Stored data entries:
%%
PR #107, opened 2020-09-25
Allow manually refetching conversations list

ErikSchierboom:
I have some questions:

Do we want to add a test if this works?
Do we want to update the test component to have this working there? At the moment, this button is shown when the state is explicitly set to the Error state, but that changes the URL which means that doing a refetch will include the error state URL and thus the same erronous data is sent back.

### DIFF
--- a/app/javascript/hooks/request-query.js
+++ b/app/javascript/hooks/request-query.js
@@ -3,7 +3,7 @@ import { UrlParams } from '../utils/url-params'
 import fetch from 'isomorphic-fetch'
 import { camelizeKeys } from 'humps'
 
-async function handleFetch(key, url, query) {
+function handleFetch(key, url, query) {
   return fetch(`${url}?${new UrlParams(query).toString()}`)
     .then((response) => response.json())
     .then((json) => camelizeKeys(json))
--- a/test/javascript/components/mentoring/inbox/ConversationList.test.js
+++ b/test/javascript/components/mentoring/inbox/ConversationList.test.js
@@ -1,0 +1,32 @@
+import React from 'react'
+import { render, screen, fireEvent, waitFor } from '@testing-library/react'
+import { rest } from 'msw'
+import { setupServer } from 'msw/node'
+import '@testing-library/jest-dom/extend-expect'
+import { ConversationList } from '../../../../../app/javascript/components/mentoring/inbox/ConversationList.jsx'
+
+const server = setupServer(
+  rest.get('https://exercism.test/conversations', (req, res, ctx) => {
+    return res(ctx.status(500, 'Internal server error'))
+  })
+)
+
+beforeAll(() => server.listen())
+afterEach(() => server.resetHandlers())
+afterAll(() => server.close())
+
+test('allow retry after loading error', async () => {
+  const setPage = jest.fn()
+
+  render(
+    <ConversationList
+      request={{
+        endpoint: 'https://exercism.test/conversations',
+        query: { page: 2 },
+      }}
+      setPage={setPage}
+    />
+  )
+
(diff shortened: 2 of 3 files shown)


ErikSchierboom:
I have some questions:

- Do we want to add a test if this works? 
- Do we want to update the test component to have this working there? At the moment, this button is shown when the state is explicitly set to the Error state, but that changes the URL which means that doing a refetch will include the error state URL and thus the same erronous data is sent back.

iHiD:
> Do we want to add a test if this works?

Yes 😄 

> but that changes the URL which means that doing a refetch will include the error state URL and thus the same erronous data is sent back.

Will this happen in production or just in the test mode? I'm guessing just the test mode?

ErikSchierboom:
> Will this happen in production or just in the test mode? I'm guessing just the test mode?

Just the test mode (because the URL contains the error state which influences the JSON response)

I'll add the test.

iHiD:
@kntsoriano Can you review this one pls?

ErikSchierboom:
Note: I still have to add the test :)

app/javascript/hooks/request-query.js
```diff
@@ -3,7 +3,7 @@ import { UrlParams } from '../utils/url-params'
 import fetch from 'isomorphic-fetch'
 import { camelizeKeys } from 'humps'
 
-async function handleFetch(key, url, query) {
+function handleFetch(key, url, query) {
```
ErikSchierboom, line 6: We didn't use the `await` keyword, so the `async` modifier doesn't actually do anything.

test/javascript/components/mentoring/inbox/ConversationList.test.js
```diff
@@ -0,0 +1,32 @@
...
+    <ConversationList
+      request={{
+        endpoint: 'https://exercism.test/conversations',
+        query: { page: 2 },
+      }}
+      setPage={setPage}
+    />
+  )
+
+  await waitFor(() => expect(screen.getByText('Retry')).toBeInTheDocument())
```
ErikSchierboom, line 32: @kntsoriano For some reason this does not work. I've dug into this a bit and even though I've added the following server setup:

```js
rest.get('https://exercism.test/conversations', (req, res, ctx) => {
    return res(ctx.status(500, 'Internal server error'))
  })
```

The `status` key returned by the `usePaginatedRequestQuery` call in the `ConversationList` component does not change from `loading` to `error`. Passing valid JSON data does change that status from `loading` to `success`. Any ideas?

iHiD:
Tis red.

app/javascript/hooks/request-query.js
kntsoriano: Ah yes!

test/javascript/components/mentoring/inbox/ConversationList.test.js
kntsoriano:
```
    <ConversationList
      request={{
        endpoint: 'https://exercism.test/conversations',
        query: { page: 2 },
        options: { retry: false }
      }}
```

Can you try that?

ErikSchierboom: Ha, found it! There was a mistake in how options were passed to the `usePaginatedQuery` and `useQuery` functions. I've fixed it in this PR.

ErikSchierboom:
Tis green!

iHiD:
I'm going to try and not review this to check you two can work on purely JS changes without me. Let me know if you can't merge once Karlo has :+1:'d it.

iHiD:
1. @ErikSchierboom It needs a rebase
2. @kntsoriano Pls review 🙂

kntsoriano (approved):
Looks great!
%%
• [Your instructions]:
Among the lines of the preceding data, which ones hold the word "happen"? List them.

• [Result below]:
Will this happen in production or just in the test mode? I'm guessing just the test mode?
> Will this happen in production or just in the test mode? I'm guessing just the test mode?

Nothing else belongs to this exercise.